70:20:10 continues to be a popular option increasing the pressure on learning and development teams to make use of alternatives to classroom learning. The good news is that 90 percent of learning is not classroom based.The 70:20.10 model for learning and development, credited to work carried out by Morgan McCall and colleagues at the Center for Creative Leadership, highlights the importance of informal and formal learning at work. The majority of learning, 70 per cent, is gained from on the job experience, 20 per cent from learning from others and 10 per cent from formal training.
We regularly talk to clients who have adopted the 70:20:10 model, here are the lessons we’ve learnt:
label the programmes clearly so people can make informed choices about what they need
Paul Matthews and Ray Pendleton in their article “70:20:10 – a model approach for learning”, in Personnel Today, suggest that training needs to become more learner- centred.

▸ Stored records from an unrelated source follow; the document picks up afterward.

PR #5004, opened 2024-01-10
Few more fixes to ics export

meain:
---

- [x] :no_entry: No

#### Type of change

- [x] :sunflower: Feature
- [ ] :bug: Bugfix

#### Issue(s)

#### Test Plan

- [ ] :muscle: Manual
- [x] :zap: Unit test
- [ ] :green_heart: E2E

### DIFF
--- a/src/internal/converters/ics/ics.go
+++ b/src/internal/converters/ics/ics.go
@@ -448,6 +448,12 @@ func updateEventProperties(ctx context.Context, event models.Eventable, iCalEven
 		iCalEvent.SetLocation(location)
 	}
 
+	// X-MICROSOFT-LOCATIONDISPLAYNAME (Outlook seems to use this)
+	locationDisplayName := ptr.Val(event.GetLocation().GetDisplayName())
+	if len(locationDisplayName) > 0 {
+		iCalEvent.AddProperty("X-MICROSOFT-LOCATIONDISPLAYNAME", locationDisplayName)
+	}
+
 	meeting := event.GetOnlineMeeting()
 	if meeting != nil {
 		url := ptr.Val(meeting.GetJoinUrl())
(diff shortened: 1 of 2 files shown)


src/internal/converters/ics/ics.go
```diff
@@ -258,18 +250,20 @@ func FromJSON(ctx context.Context, body []byte) (string, error) {
 }
 
 func updateEventProperties(ctx context.Context, event models.Eventable, iCalEvent *ics.VEvent) error {
+	// CREATED - https://www.rfc-editor.org/rfc/rfc5545#section-3.8.7.1
```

To meet the needs of learners, L&D functions need to shift from offering a predetermined course structure to being more like hosts at a banquet, letting individuals choose learning options that are relevant to them. Breaking down leadership and interpersonal skills programmes into smaller targeted chunks, fits well with a more self-directed approach.
Use language and scenarios relevant to the participants
Perhaps more crucially, we need to consider why such a small proportion of learning (the 10%) was reported as coming from formal, classroom based training (though given that most managers spend less than 1% of their time in a classroom, it’s not such a bad result!). It may be that training does not hook in to our conscious thoughts, as effectively as our personal mistakes and successes do, when we are faced with a live issue. The use of language and scenarios that are fully relevant to the participant and incorporate story-telling, have been proven to aid understanding and recall.
Design narrow and deep
For many organisations, short courses are about “providing a flavour” or an “overview”. While overviews have their place, to really support the 70:20:10 philosophy and maximise learning transfer, we have learned that when designing short courses, it is better to go narrow and deep than wide and shallow. This provides the opportunity to share ideas and experiences and to think their way through to the application of learning.

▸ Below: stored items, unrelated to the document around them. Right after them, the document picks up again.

PR #5005, opened 2024-01-10
adds error for list name exists

HiteshRepo:
adds error for list name exists

- [x] :no_entry: No

#### Type of change

#### Issue(s)
#4754 

#### Test Plan

- [x] :muscle: Manual
- [x] :zap: Unit test
- [x] :green_heart: E2E

### DIFF
--- a/src/pkg/services/m365/api/graph/errors.go
+++ b/src/pkg/services/m365/api/graph/errors.go
@@ -243,6 +243,11 @@ func IsErrItemAlreadyExistsConflict(err error) bool {
 		parseODataErr(err).hasErrorCode(err, nameAlreadyExists)
 }
 
+func IsErrNameAlreadyExistsConflict(err error) bool {
+	return errors.Is(err, ErrNameAlreadyExistsConflict) ||
+		parseODataErr(err).hasErrorCode(err, nameAlreadyExists)
+}
+
 // LabelStatus transforms the provided statusCode into
 // a standard label that can be attached to a clues error
 // and later reviewed when checking error statuses.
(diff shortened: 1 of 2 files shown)


src/pkg/services/m365/api/graph/errors.go
```diff
@@ -241,6 +243,11 @@ func IsErrItemAlreadyExistsConflict(err error) bool {
 		parseODataErr(err).hasErrorCode(err, nameAlreadyExists)
 }
 
+func IsErrNameAlreadyExistsConflict(err error) bool {
```
pandeyabs, line 246: Can we just use `IsErrItemAlreadyExistsConflict`? Why do we need this new check? Also, I don't see `ErrNameAlreadyExistsConflict` sentinel being used anywhere. Are you planning on using it in a future PR?

HiteshRepo: yes @pandeyabs, will use this for `In-place` restore when there is a `list name` collision

pandeyabs: Thanks! Why not use existing `IsErrItemAlreadyExistsConflict` function? It's also checking against `nameAlreadyExists` odata error. You can reuse the ` graph.ErrItemAlreadyExistsConflict` sentinel as well like the restore code for other services. Let me know if you disagree.

HiteshRepo: yeah I can use `IsErrItemAlreadyExistsConflict` itself. Closing this PR

PR #5009, opened 2024-01-10
get lists with collision key

HiteshRepo:
gets lists with collision key

- [x] :no_entry: No

#### Type of change

- [x] :sunflower: Feature

#### Issue(s)
#4754 

#### Test Plan

- [x] :muscle: Manual
- [x] :zap: Unit test
- [x] :green_heart: E2E


src/pkg/services/m365/api/lists.go
```diff
@@ -579,3 +579,15 @@ func ListToSPInfo(lst models.Listable) *details.SharePointInfo {
...
+func listCollisionKeyProps() []string {
+	return idAnd("displayName")
+}
+
+func ListCollisionKey(list models.Listable) string {
+	if list == nil {
+		return ""
+	}
+
+	return ptr.Val(list.GetDisplayName())
```
pandeyabs, line 592: Is this a unique enough collision key? Wondering if we have converged on this as the collision key during design discussions.

HiteshRepo: for lists,
- we cannot create 2 lists with same name --> hence going by the name itself as the collision key
- also we cannot set `name` attrbute of the list, we can only set `displayName`. `name ` is set based on display name.

pandeyabs: Thanks for clarifying! Could you please leave this note on top of this function?

src/pkg/services/m365/api/lists_pager.go
```diff
@@ -77,6 +78,26 @@ func (c Lists) GetLists(
...
 
+func (c Lists) GetListsByCollisionKey(
+	ctx context.Context,
+	siteID string,
+) (map[string]string, error) {
+	pager := c.NewListsPager(siteID, CallConfig{Select: listCollisionKeyProps()})
+
+	items, err := pagers.BatchEnumerateItems[models.Listable](ctx, pager)
+	if err != nil {
+		return nil, graph.Wrap(ctx, err, "enumerating lists")
```
pandeyabs, line 89:
```suggestion
		return nil, clues.WrapWC(ctx, err, "enumerating lists")
```

We are moving away from `graph.Wrap`, see https://github.com/alcionai/corso/pull/5018/files

pandeyabs (approved):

After all, if organisations do think that 70:20:10 is about time rather than learning, and therefore less classroom training, then what there is needs to be worthwhile!

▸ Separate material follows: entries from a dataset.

PR #4884, opened 2023-12-19
Additional backup config cli tests

ashmrtn:
Further derisk moving to a different way of passing backup config values by adding tests ensuring the default (i.e. no flag given) values of the new backup config and the old backup config are the same.

While this code is temporary and can be removed once the switch is made we should probably create tests checking default values at some point so we don't accidentally change them without meaning to

---

#### Does this PR need a docs update or release note?

- [ ] :white_check_mark: Yes, it's included
- [ ] :clock1: Yes, but in a later PR
- [x] :no_entry: No

#### Type of change

- [ ] :sunflower: Feature
- [ ] :bug: Bugfix
- [ ] :world_map: Documentation
- [x] :robot: Supportability/Tests
- [ ] :computer: CI/Deployment
- [ ] :broom: Tech Debt/Cleanup

#### Issues

- #4896

#### Test Plan

- [x] :muscle: Manual
- [ ] :zap: Unit test
- [ ] :green_heart: E2E

PR #4861, opened 2023-12-14
Update backup op API to take backup options struct

ashmrtn:
Update the existing backup operation API to take a the new backup
options struct instead of passing in the repo options internally.
This effectively separates init/connect config from backup config

This PR doesn't update lower portions of the stack to use backup
ops, it simply translates the incoming config values to the old
options struct and continues using that. Later PRs will update the
lower portion of the stack

Since this PR has many small changes to update tests it may be
easiest to review by commit

This PR does break the current API that SDK users may rely on so
SDK consumers will need to make changes to use the new options
struct

---

#### Does this PR need a docs update or release note?

- [ ] :white_check_mark: Yes, it's included
- [ ] :clock1: Yes, but in a later PR
- [x] :no_entry: No

#### Type of change

- [ ] :sunflower: Feature
- [ ] :bug: Bugfix
- [ ] :world_map: Documentation
- [ ] :robot: Supportability/Tests
- [ ] :computer: CI/Deployment
- [x] :broom: Tech Debt/Cleanup

#### Issues

- #4896

#### Test Plan

- [ ] :muscle: Manual
- [x] :zap: Unit test
- [ ] :green_heart: E2E

PR #5010, opened 2024-01-10
Pass some backup specific options in a separate struct

ashmrtn:
Going with this alternative to #4861 and #4884. While those are roughly
where we'd like to end up eventually, this is much easier to get merged
and provides a better developer experience because config values are only
defined in one exported struct

This moves the incremental and backup preview config values to a new
control struct and passes that struct down through the stack with the
original control struct in backup operations. Overall, it allows passing
those config values when the backup operation is created instead of when
the repo is connected to

Manually verified that disable incrementals flags are passed via CLI as
expected

May be easier to review by commit

---

- [x] :no_entry: No

#### Type of change

- [ ] :sunflower: Feature
- [ ] :bug: Bugfix

#### Test Plan

- [x] :muscle: Manual
- [x] :zap: Unit test
- [x] :green_heart: E2E

### DIFF
--- a/src/cli/backup/backup.go
+++ b/src/cli/backup/backup.go
@@ -176,6 +176,7 @@ func genericCreateCommand(
 	serviceName string,
 	selectorSet []selectors.Selector,
 	ins idname.Cacher,
+	backupConfig control.BackupConfig,
 ) error {
 	var (
 		bIDs []string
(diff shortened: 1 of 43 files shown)


ashmrtn:
closing as there's some larger design things that should be addressed first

Link the 10 to the 20 and the 70
The greatest return on investment from training courses is reaped where it is closely linked to other interventions. Plans should be put in place to incorporate the learning into work-based activities (the 70%) and provide opportunities to practice. Some examples of how this may work include:
- Deliver a presentation even if just to your manager or immediate team, shortly after attending a Presentation Skills course
- Lead the client meeting following Negotiating Skills training
- Write a proposal within a couple of days of the Effective Business Writing webinar
- Brief your colleagues on your return from the conference
- Book some time with your manager for a debrief and feedback session (the 20%) following the activities listed above
When delivered in house, the social aspects of classroom training can be continued through networking and peer-to-peer support once the course has finished. Much experience is made up of observations, of success and failures. If eleven people learn just one thing from each of the other participants, that is countless failures to be avoided as well as all success to be replicated.
Make sure you are compliant
The rise in regulation means there is a need to have documented evidence of learning. Naturally this is harder to do with the 70:20:10 model when the bulk of the learning is informal and unstructured. Business can benefit from sectors such as the building trade that are accustomed to recording experiential learning outcomes. It needn’t be onerous and can be set up with a regular, weekly diary reminder to record informal learning.
Don’t get hung up on the numbers
70:20:10 doesn’t have to be prescriptive or used to justify cuts to training budgets. It is simply a rule of thumb to help L&D functions deliver appropriate resources for improved learning experiences. An article by Peter Cush in People Management cites research that suggests the model is predictive of organisational success. I suspect that these findings reflect a correlational rather than causal relationship. Organisations that take a structured and thoughtful approach to learning and development will have more robust L&D. They probably take this approach in all aspects of the business, and as a result, are simply more successful.